La Commission fait le constat que « le développement et l’utilisation de systèmes d’IA et des modèles sous-jacents, tels que les grands modèles de langage et les modèles de génération de vidéo, reposent sur des données, y compris des données à caractère personnel, à différentes étapes du cycle de vie de l’IA, telles que les phases d’entrainement, de test et de validation, et peuvent dans certains cas être conservées dans le système ou le modèle d’IA ». Elle en conclut que « le traitement des données à caractère personnel dans ce contexte peut donc être effectué à des fins d’intérêt légitime au sens de l’article 6 » du RGPD.
Des critiques des fondateurs du RGPD
Sur ce sujet, noyb considère que la Commission s’engage dans une « pente glissante » : « si l’on estime qu’il existe un intérêt légitime à « scraper l’intégralité d’Internet » et toute autre donnée d’entraînement disponible, à quelque fin que ce soit, sans le consentement des utilisateurs, il n’y a guère d’autres traitements qui ne relèveraient pas d’un « intérêt légitime » », commente l’association.
« Celui qui a rédigé ce projet avait une vision étroite de la (prétendue) « course à l’IA » et a tout simplement « balayé » le RGPD de nombreuses façons qui porteront préjudice à des personnes dans des centaines d’autres domaines (minorités, suivi en ligne, personnes souffrant de problèmes de santé, etc.) », a réagi Max Schrems dans son post sur LinkedIn.
« Il ne restera plus rien de la protection des données, car l’IA est omniprésente », considère de la même façon Paul Nemitz, ancien directeur du département juridique de la Commission européenne et un des fondateurs du RGPD.
« Est-ce la fin de la protection des données et de la vie privée telles que nous les avons inscrites dans le traité de l’UE et la charte des droits fondamentaux ? », s’est interrogé un autre des artisans du règlement européen, l’ancien eurodéputé Jan Philipp Albrecht cité par Politico. « La Commission doit être pleinement consciente que cela porte gravement atteinte aux normes européennes », ajoute-t-il.
Le respect d’un « do not track » obligatoire, sauf pour les médias
Le brouillon de la loi « omnibus numérique » prévoit aussi de simplifier l’utilisation des bandeaux de consentement aux cookies.
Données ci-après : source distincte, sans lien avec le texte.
PR #4330, opened 2017-05-16
Update processor docs

andrewkroh:
- Fix misspelling in add_local config option for abbreviation
- Update config.full.yml with the new cloud provider types.
- Add a tilde to the add_cloud_metadata example config to avoid having no value at all.
- Add more info to the add_locale docs.

### DIFF
--- a/libbeat/_meta/config.full.yml
+++ b/libbeat/_meta/config.full.yml
@@ -64,15 +64,18 @@
 #           http.code: 200
 #
 # The following example enriches each event with metadata from the cloud
-# provider about the host machine. It works on EC2, GCE, and DigitalOcean.
+# provider about the host machine. It works on EC2, GCE, DigitalOcean,
+# Tencent Cloud, and Alibaba Cloud.
 #
 #processors:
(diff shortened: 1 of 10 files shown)


libbeat/_meta/config.full.yml
```diff
@@ -64,15 +64,18 @@
 #           http.code: 200
 #
 # The following example enriches each event with metadata from the cloud
-# provider about the host machine. It works on EC2, GCE, and DigitalOcean.
+# provider about the host machine. It works on EC2, GCE, DigitalOcean,
+# Tencent Cloud, and Alibaba Cloud.
 #
 #processors:
-#- add_cloud_metadata:
+#- add_cloud_metadata: ~
```
exekias: What's this `~` for?

andrewkroh: It's a [null](http://yaml.org/spec/history/2002-04-07.html#trans-null) in YAML. It's not required but we wanted to have some kind of value on the RHS.

PR #4331, opened 2017-05-17
Fix panic due to no type

tsg:
Some Beats no longer add a "type", but the LS output was still requiring it.
This hardcodes the type in `@metadata` to `doc`, to keep BWC with older Logstashes/configs.

It also removes `"type"` from a few kafka integration tests, to make sure we don't depend
on it.

### DIFF
--- a/libbeat/outputs/logstash/json.go
+++ b/libbeat/outputs/logstash/json.go
@@ -34,14 +34,11 @@ func makeLogstashEventEncoder(beat string) (func(interface{}) ([]byte, error), e
 
 		buf.WriteRune('{')
 		if _, hasMeta := event["@metadata"]; !hasMeta {
-			typ := event["type"].(string)
-			buf.WriteString(`"@metadata":{"type":`)
-			encodeString(buf, typ)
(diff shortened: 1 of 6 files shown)


tsg:
jenkins, test it again

libbeat/outputs/logstash/json.go
```diff
@@ -34,14 +34,11 @@ func makeLogstashEventEncoder(beat string) (func(interface{}) ([]byte, error), e
 
 		buf.WriteRune('{')
 		if _, hasMeta := event["@metadata"]; !hasMeta {
-			typ := event["type"].(string)
-			buf.WriteString(`"@metadata":{"type":`)
-			encodeString(buf, typ)
+			buf.WriteString(`"@metadata":{"type":"doc","beat":`)
```
ruflin: What if there is a `type` like we have in packetbeat? I think it is ok to just have it outside the meta info.

tsg: Yeah, i think it's safer to hardcode the metadata one to `doc`, as otherwise existing Logstash configs will put it in `_type`.

urso:
Can we have a BC-breaking changelog entry?

PR #5251, opened 2017-09-26
Bump version to 5.6.3 in the 5.6 branch

tsg:


ruflin:
It seems the 5.6.2 snapshot is not around anymore. Not related to this change but we should fix it in the 5.6 branch to get the tests back to green.

ruflin:
The issue is actually not the snapshot is not available anymore, but that the files is now called sha512 and not sha1 anymore.

ruflin:
@tsg Just saw that you already fixed it. Thanks :-)

PR #5258, opened 2017-09-27
Change field type of http header from nested to object

ruflin:
The field type of http headers was set to nested instead of object. In metricbeat we normally do not used nested fields. Also nested fields are not compatible with the sorting on index time feature coming in 6.0.

The problem with indexing the headers is that it could lead to field explosion if there are many different headers. An alternative would be to not index the headers. For now my recommendation is if someone has too many headers, filters should be used to remove most of the entries before it is sent to Elasticsearch.


ruflin:
@exekias I'm struggling where to add this in the Changelog. I personally would probably treat this as a bug as I think `nested` was not intentional.

Will add it to the docs.

ruflin:
@exekias Pushed the docs change and added it to bugs for now.

exekias:
but LGTM too :+1:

Comme nous l’avions évoqué en septembre dernier, la Commission veut réduire l’affichage des bandeaux qui inondent le web. Elle envisage de mettre en place une automatisation de la réponse, à la manière d’un « do not track » très peu pris en compte actuellement, que l’utilisateur pourrait paramétrer soit dans son navigateur soit dans son système d’exploitation.
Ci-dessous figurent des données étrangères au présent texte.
PR #5260, opened 2017-09-27
improve scaffold for common/mapstr

PChou:
the following functions try to walk the MapStr according to the key path, and return converted type instead of interface{}. easier to deal with json

- GetValueNoErr: return nil instead of err
- GetStringValue,GetStringValueWithDefault: return converted string or ""
- GetInt64Value,GetInt64ValueWithDefault,GetFloat64Value,GetFloat64ValueWithDefault: return converted numeric or 0
- GetObject,GetObjectWithDefault: return nested MapStr or nil
- GetObjectArray,GetStringArray: return []MapStr or []string or nil
- MapStrUnmarshal: unmarshal from []byte to MapStr
- MarshalBinary: encoding.BinaryMarshaler implementation

### DIFF
--- a/libbeat/common/mapstr.go
+++ b/libbeat/common/mapstr.go
@@ -3,6 +3,8 @@ package common
 import (
 	"encoding/json"
 	"fmt"
+	"reflect"
+	"strconv"
 	"strings"
 
 	"github.com/pkg/errors"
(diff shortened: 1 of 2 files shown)


karmi:
Hi @PChou, we have found your signature in our records, but it seems like you have signed with a different e-mail than the one used in yout Git [commit](https://github.com/elastic/beats/pull/5260.patch). Can you please add both of these e-mails into your Github profile (they can be hidden), so we can match your e-mails to your Github profile?

PChou:
ci tells

```
docker-compose.yml is locked, waiting
--- FAIL: TestFetch (125.84s)
	compose.go:64: Timeout waiting for services to be healthy
time="2017-09-28T03:41:34Z" level=info msg="[0/24] [kibana]: Starting " 
time="2017-09-28T03:41:34Z" level=warning msg="Error while reading .dockerignore (/go/src/github.com/elastic/beats/metricbeat/module/kibana/_meta/.dockerignore) : open /go/src/github.com/elastic/beats/metricbeat/module/kibana/_meta/.dockerignore: no such file or directory" 
```
please help!

exekias:
You can ignore that particular error, it's a temporary fail when bringing up the test scenario

exekias:
Hi @PChou, could you please share a bit of context on the purpose of this helper functions? I guess you are you using these for a custom beat?

PChou:
@exekias thanks for your reply. Yes, when i build some custom beat(private for my company), i have to get some json data by http, and then parse the json, construct the beat's event according to the parsed result. 

Well, the `common/schema` implements a common `json to json` mapping, but not suitable for me. In my requirement, i have to store the last two parsed results, and calculate some float fields of them. so, i have to write huge codes like:

```
total, err := raw.GetValue("total")
if err != nil {
	return
}

if totalInt64, ok := total.(float64); ok {
	rs.total = int64(totalInt64)
}
```

with these helper functions, i can improve these code to:

```
rs.total = raw.GetInt64ValueWithDefault("total", 0)
```

The reason i don't use "json unmarshal to struct" is that the `raw` json is not stable, i means most fields are always dynamic, for example:

```
{
    "stats": {
        "74824783290368": 65466,
        "89923445067776": 12912,
        "89968267759616": 113480,
        "89993945055232": 28194,
        "90009396273152": 99810
    }
}
```

"schema mapping" and "unmarshal to struct" are both not suitable for me, so i want to add some helper functions to the `common.MapStr`. I believe that `common.MapStr` can be improved to annother [go-simplejson](https://github.com/bitly/go-simplejson)

exekias:
Awesome! thanks for the input, could you please add some more tests to improve coverage? some of the signatures are not tested

urso:
-1 from me on this PR. I totally see value in some of these kind of helper functions. But as `common.MapStr` is this 'universal' in beats we will have to maintain all code/helper on `common.MapStr` I'm not happy with the way these helper are added to `common.MapStr` ('fat object antipattern'). My problem with more and more MapStr utilities is, it becomes harder and harder to use `common.MapStr`. We already have a number of functions/methods with some non-subtle overlap I rather want to see getting cleaned up as well. Plus I want to keep the opportunity to replace `common.MapStr` with some other types for event handling in the future. The more direct methods/function we add on top of `common.MapStr`, the harder it will be.

I’d rather have common.MapStr to get a very minimal interface and have these (and other) utility methods turned into function. Maybe even in another package.

I can think of a few possible solutions to the 'interface' problem, while keeping the functionality provided by this PR. The main observation with your PR is, all wrap `GetValue`. First of all, let's turn all methods into hepler functions. Depending on the solution you choose, the difference is in the arguments you pass to your helpers:
1. have first parameter `common.MapStr`
2. replace `common.MapStr` with an interface like `type ValueGetter struct { GetValue(string) (interface{}, error) }`. Now code becomes a little more reusable
3. have `(interface{}, error)` as arguments + create a small DSL on top of it. Btw. the 'schema' library in metricbeat is some kind of descriptive DSL to extract and convert JSON data from external systems.

Personally I prefer option 3. The 'DSL' relies on the fact that one can always call `f(g)` in golang, as long as the number of arguments of `f` and return values of `g` are exactly the same.

e.g.

```
package get // alternative package names: as, to, conv

var (
  errNoString = errors.New("value is no string")
)

func DefaultNil(value interface{}, err error) (interface{}) {
  if err != nil {
    return nl
  }
  return value
}

// converters

func String(value interface{}, err error) (string, error) {
  if err != nil {
    return "", err
  }
  if s, ok := value.(string); ok {
    return s, nil
  }
  return errNoString
}

func Int(value interface{}, err error) (int64, error) {
  ...
}

...

// default value support

func StringDefault(default string) func(interface{}, error) string {
  return func(value interface{}, err error) string {
    s, err := String(value, err)
    if err != nil {
      return default
    }
    return s
  }
}

func IntDefault(default int64) func(interface{}, error) int64 {
  ...
}

```

Also replace Marshal/Unmarshal helpers with functions.

e.g. your sample code will become

```
total, _ := get.Int(raw.GetValue("total"))
```

alternative one can implement the package like this:

```
package conv

var (
  errNoString = errors.New("value is no string")
)

type Val struct { 
  value interface{}
  err error
}

func Value(v interface{}, err error) Val {
  return Val{v, err}
}

func (v Val) ToString() (string, error) {
  if v.err != nil {
    return "", v.err
  }
  if s, ok := v.value.(string); ok {
    return s, nil
  }
  return "", errNoString
}

func (v Val) ToStringDefault(df string) string {
  if s, err := v.String(); err == nil {
    return s
  }
  return df
}

func (v Val) ToInt() (int64, error) {
  ...
}

func (v Val) ToIntDefault(df int64) int64 {
  ...
}

```

Now your sample becomes:

```
total, _ := conv.Value(raw.GetValue("total")).ToInt()
// or 
total := conv.Value(raw.GetValue("total")).ToIntDefault(0)
```

Btw. as this approach just relies on `(interface{}, error)` tuple, this must not be necessarily added to beats. You can have your own project/repo providing these helpers. Plus you can use these helpers with other libraries/projects as well.

I can't stress enough the importance of errors and zero-values. In a number of cases your helpers 'swallow' the error message. That is, one can not really tell the reason for the value returned. E.g. is the value actually missing or do we have a type mismatch or is the value present but 'nil' in the incoming JSON document. If one needs to check for type mismatch, one can not use the helpers provided (which might result in more boilerplate). Plus it seems in a number of cases one wants the golang 'Zero'-value (e.g. int 0 or empty string). This later case easily done (and becomes apparent in code), by just ignoring the error as I did in my sample.

ph:
Sorry for the long delay, I am going to close this for now feel free to reopen with @urso suggestion.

Les responsables des sites internet auraient l’obligation de prendre en compte ce mécanisme. Mais les rédacteurs y mettent une exception pour les sites de médias, comme le relève le site Heise. Ainsi, le texte indique que « compte tenu de l’importance du journalisme indépendant dans une société démocratique et afin de ne pas compromettre sa base économique, les fournisseurs de services de médias ne devraient pas être tenus de respecter les indications lisibles par machine relatives aux choix des personnes concernées ».
Cela permettrait aux médias de passer outre le consentement des utilisateurs et leur garantir la pérennité de leurs revenus provenant des publicités ciblées.